Friday, November 26, 2010

Muddiest point 22/11

Does citing an article increase the webpage’s probability of being retrieved by a crawler? I’m looking at this in the context of a site’s 'hubness' .

Saturday, November 20, 2010

Comment links-Unit 11

Reading notes_Unit 11: Web Search and OAI Protocol

Web Search Engines: Pt1&2
While reading the article and considering the data processing potential of today’s search engines I was reminded of Moore’s Law and capacity capabilities. The content was fairly easy to follow and it clarified some points for me on the search processes of search engines.

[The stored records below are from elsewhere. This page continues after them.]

PR #3028, opened 2023-06-20
fix: turn off incremental builds

aatifsyed:
## Summary of changes
- Multiple team members are hitting ICEs due to incremental builds
- This disables that for our repo
- Note you can still enable this on your machine if it's important for you, by adding config in a parent directory: https://doc.rust-lang.org/cargo/reference/config.html#hierarchical-structure


.github/workflows/forest.yml
ruseinov, line 1: curious: Was it also a problem in CI?

lemmih: Nope. The CI already disables incremental builds.

lemmih (approved):

LesnyRumcajs (commented):
Is it actually disabled? To my understanding, if you omit this entry, the build will default to the profile value, which is `false` only for release builds.

What is the compilation time impact of this change?

elmattic (approved):

elmattic:
> Is it actually disabled? To my understanding, if you omit this entry, the build will default to the profile value, which is `false` only for release builds. That is to say, incremental compilation will still be there for the dev builds.

We can disable it with:
```
[profile.dev]
incremental = false
```

That said I would prefer to leave this choice to the developer. Safe goes for the compilation backend in debug (i.e. cranelift etc).

ruseinov:
> That said I would prefer to leave this choice to the developer. Same goes for the compilation backend in debug (i.e. cranelift etc).

I tend to agree. Why don't we leave the flag be and just make it `false` by default? It's way easier to work with than having to re-introduce the whole section.

aatifsyed:
> One other solution to all these problems is to remove config.toml from the repository altogether and git ignore .cargo dir. That would be more idiomatic.

I like this

aatifsyed:
https://github.com/ChainSafe/forest/issues/3146

PR #3038, opened 2023-06-21
fix: remove #[allow(deprecated)]

aatifsyed:
Broken out of #3011 to be easy to revert in case the networking is broken


lemmih (approved):
Fingers crossed. :)

ruseinov (approved):

PR #3042, opened 2023-06-21
[Fix] Cargo.lock package version

ruseinov:
Fixes the `release_checklist.md` and includes `Cargo.lock` package version update.

### DIFF
--- a/Cargo.lock
+++ b/Cargo.lock
@@ -2759,7 +2759,7 @@ checksum = "3f9eec918d3f24069decb9af1554cad7c880e2da24a9afd88aca000531ab82c1"
 
 [[package]]
 name = "forest-filecoin"
-version = "0.9.0"
+version = "0.10.0"
 dependencies = [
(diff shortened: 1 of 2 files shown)


aatifsyed (changes requested):
I don't think this is the right approach - change CI to fail by using `cargo build --locked`

ruseinov:
> I don't think this is the right approach - change CI to fail by using `cargo build --locked`

We are already doing `cargo install --locked` and that obviously does not help.

aatifsyed:
I think we want this in CI:
```
cargo generate-lockfile --locked
```

ruseinov:
> cargo generate-lockfile --locked

We definitely don't want that here, it fails with the latest `Cargo.lock`. Let's fix it properly outside of the scope of this PR.

lemmih (approved):

aatifsyed (approved):

PR #3606, opened 2021-03-27
Create cactus06.yaml

cactus06:


6r1d:
That's an interesting list of repos to say the least.
Thank you for your support!

cactus06:
>That's an interesting list of repos to say the least.
Thank you for your support!

Are you a real person? Did it work properly?

6r1d:
I'm a real person. I think it'll appear soon.

PR #3607, opened 2021-03-27
Replace image in index_tl.md with Tagalog translation

jobbautista9:
Forgot to do that when I added the Tagalog translation of the social media preview.


imachug:
Thanks!

PR #3649, opened 2021-03-27
Create ramshit.yaml

ramshiitt:


6r1d:
Do we accept emails as identifiers? Isn't it better to use GitHub, anyway?

jobbautista9:
Yes. But they should be prepended with mailto:

PR #3879, opened 2021-03-28
Create AlfredWingate.yaml

parona-source:
I am signing in support of RMS. He may be rude and pedantic at times, but that doesn't justify forching him to resign nor resignation of the whole board of the FSF.


shenlebantongying:
Thanks!

Issue #3867, opened 2021-03-27
Indicating FSF associated members here?


shenlebantongying:
One can donate to FSF directly to become an associated member

Donating directly to FSF may help the situation.

For existing members, maybe we should add affiliation like  `name (FSF member)`

https://www.fsf.org/associate/

FrostKnight:
That is actually a good idea.

cmpunches:
I would consider donating but without receiving associated member status.  

I stay completely unburdened by authority or external influence by policy.  This allows me to embrace the concepts that work for me while still being able to reject the strings that often come with them.  I would enjoy those types of associations but most of the problem-people in the f/oss space like to attack peoples' relationships as parts of their strategy, so, I have to treat any links as liabilities.

aleksejrs:
> I would consider donating but without receiving associated member status.

https://my.fsf.org/donate

franpoli:
An [FSF board FAQ](https://www.fsf.org/news/fsf-board-frequently-asked-questions-faq) was released yesterday with information about financial status.

>The vast majority of FSF’s financial support comes from individuals -- many, but not all, of whom choose to become associate members. At this moment, the FSF has more associate members than at any time in its history.

This indicates we are not giving in to intimidation and that the public rejects the smear campaign. We should maintain this trend in order to emphasize that we do not accept discrimination and defamation.

PR #3906, opened 2021-03-28
Update italian and french transaltion

franpoli:
#### What does this implement/fix?

Update the Italian Translation with the associated image.

Minor correction of the French translation and update of the associated image with the same phrasing


franpoli:
As suggested on issue #3867, I am informing that I am an FSF associated member.

6r1d:
I've read your updates using the translator. Thank you for your help. It's nice to see we'll have more credibility to support RMS :-)

PR #3993, opened 2021-03-28
Create 1ykos.yaml

1ykos:
Let's work together even if our viewpoints don't align perfectly so long as we have just one shared goal, and in this case free software.


jobbautista9:
Thanks! :D

PR #3997, opened 2021-03-28
Create bonktree.yaml

bonktree:

### DIFF
--- a/_data/signed/bonktree.yaml
+++ b/_data/signed/bonktree.yaml
@@ -1,0 +1,2 @@
+name: Arseny Maslennikov
+link: mailto:arseny@altlinux.org


shenlebantongying:
Do you also want to add affiliation of alt linux?

bonktree:
> Do you also want to add affiliation of alt linux?

I have signed my commit with a GPG key to avoid signature forgery, so I'd prefer the yaml file to stay as it is.
As for the mention in the auto-maintained signatory list — I don't really care if my ALT affiliation is mentioned there, the maintainers know best how to do it. Whether it's one way or the other. I'm fine with it.

shenlebantongying:
ok

PR #213, opened 2023-06-08
Add primary provider indicator badge

iandunn:
See #194 

This adds a badge to indicate which provider is the primary/default. I choose "default" because that seems more intuitive for users. 

I couldn't find any other badges in Figma to reference, so I just tried to make it decent. @jasmussen If you're aware of any, or want to make one, let me know.

* Only one ordinary provider active - no change because an indicator isn't needed
    Screenshot 2023-06-08 at 2 53 27 PM
* Two ordinary providers active - badge shows to indicate default
    Screenshot 2023-06-08 at 3 29 05 PM

    Screenshot 2023-06-08 at 3 29 44 PM

### DIFF
--- a/settings/rest-api.php
+++ b/settings/rest-api.php
@@ -165,6 +165,22 @@ function register_user_fields(): void {
 
 	register_rest_field(
 		'user',
+		'2fa_primary_provider',
+		[
+			'get_callback' => function( $user ) {
+				$provider = Two_Factor_Core::get_primary_provider_for_user( get_userdata( $user['id'] ) );
+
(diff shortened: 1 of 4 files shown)


jasmussen:
Can the default be changed? I.e. does the badge need to be interactive?

If it's inert, I think we can just go with a simple text change:

checklist

Otherwise you could have a separate dropdown, like so:
checklist 2

iandunn:
> Can the default be changed? I.e. does the badge need to be interactive?

No, we automatically set WebAuthn as the default if they have both, since it's more secure and often more convenient.

> If it's inert, I think we can just go with a simple text change:

👍🏻

PR #215, opened 2023-06-08
File structure and components refactoring and test update

### LINKED ISSUE #210: Refactor utilities, tests out of components folder
In https://github.com/WordPress/wporg-two-factor/pull/200#discussion_r1219694337 we talked about 

- [x] Creating a new `utilities` folder
- [ ] Rename the original `utilities.js` to `index.js` / `common.js` to indicate its generic use
- [ ] Move the customized hook `useUser` currently in utilities to a new directory called `hooks/`, placed in a file called `useUser.js`
- [ ] Move `tests/` folder outside of `components/`

outdoor2kode:
Fixes #210 

This PR refactors the items mentioned in #210 as well as the following ones

1. Add `renderHook` for useUser test. 

In testing, using `renderHook` is recommended as it simulates a true React environment for Hooks. While some Hooks like `useSelect` and `useEntityRecord` may work outside a true React environment because their functions aren't tied to the React lifecycle, it's not guaranteed. For lifecycle-dependent Hooks like `useEffect`, a real React environment is necessary. Therefore, always use tools like r`enderHook` in tests for accurate simulations, even if some tests pass without them.

This is an issue discovered in https://github.com/WordPress/wporg-two-factor/pull/205.

2. Extract ScreenNavigation for better readability and improved maintainability.
3. Add navigateToScreen as dependency

This is an issue discovered in https://github.com/WordPress/wporg-two-factor/pull/205.

4. Bump version of `@wordpress/scripts` to `25.5.1`

`3.` makes me wonder why there's no warning/error for not adding required dependencies to a hook, then I found that the rule was added later in https://github.com/WordPress/gutenberg/pull/24914 (In this PR, there are some discussions about whether to enable the rule). Since our version of `@wordpress/scripts` is pinned to `24`, it can't reflect the update on Gutenberg side. The latest version of `@wordpress/scripts` is `26.6.0` at the moment, but it wasn't upgraded to that version in this PR as there'd be failures when doing js testing. The root cause of it might come from the older version of `@wordpress/core-data`. At the moment, I guess it's not absolutely necessary to bump the version to `26.6.0`, as the rule I really want to introduce is `'react-hooks/exhaustive-deps': 'warn',` which still exists in the latest version. We could address it when it really needs to.


iandunn (approved):
LGTM 👍🏻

I found the section on spam rejection to be especially interesting; the ‘policing task’ seems to exist everywhere and spam evolves like everything else.
The second article dealt with the more involved task of actually processing queries, the speed needed for crawling through the W3 is incredible and makes you realize how vast the network really is. The use of caching, which increases capability and reduces cost is something that really emphasizes the amount of separate processes that take place behind the scenes in the www.
OAI
The aims and goals of the OAI, as is relate to metadata harvesting, will have far reaching consequences for digitally mined data on information. The fact that this will allow search engines to trawl parts of the ‘hidden web’ indicates exposure to previously hidden information sources. The implication for libraries is a deeper information mine for user consumption and a more extensive resource pool.
The Deep Web:

In order to maximize information sources we would then require better searching tools, there are constant upgrades but from the statistics quoted there seems to be a disconnect between possible sources and those actually being unearthed.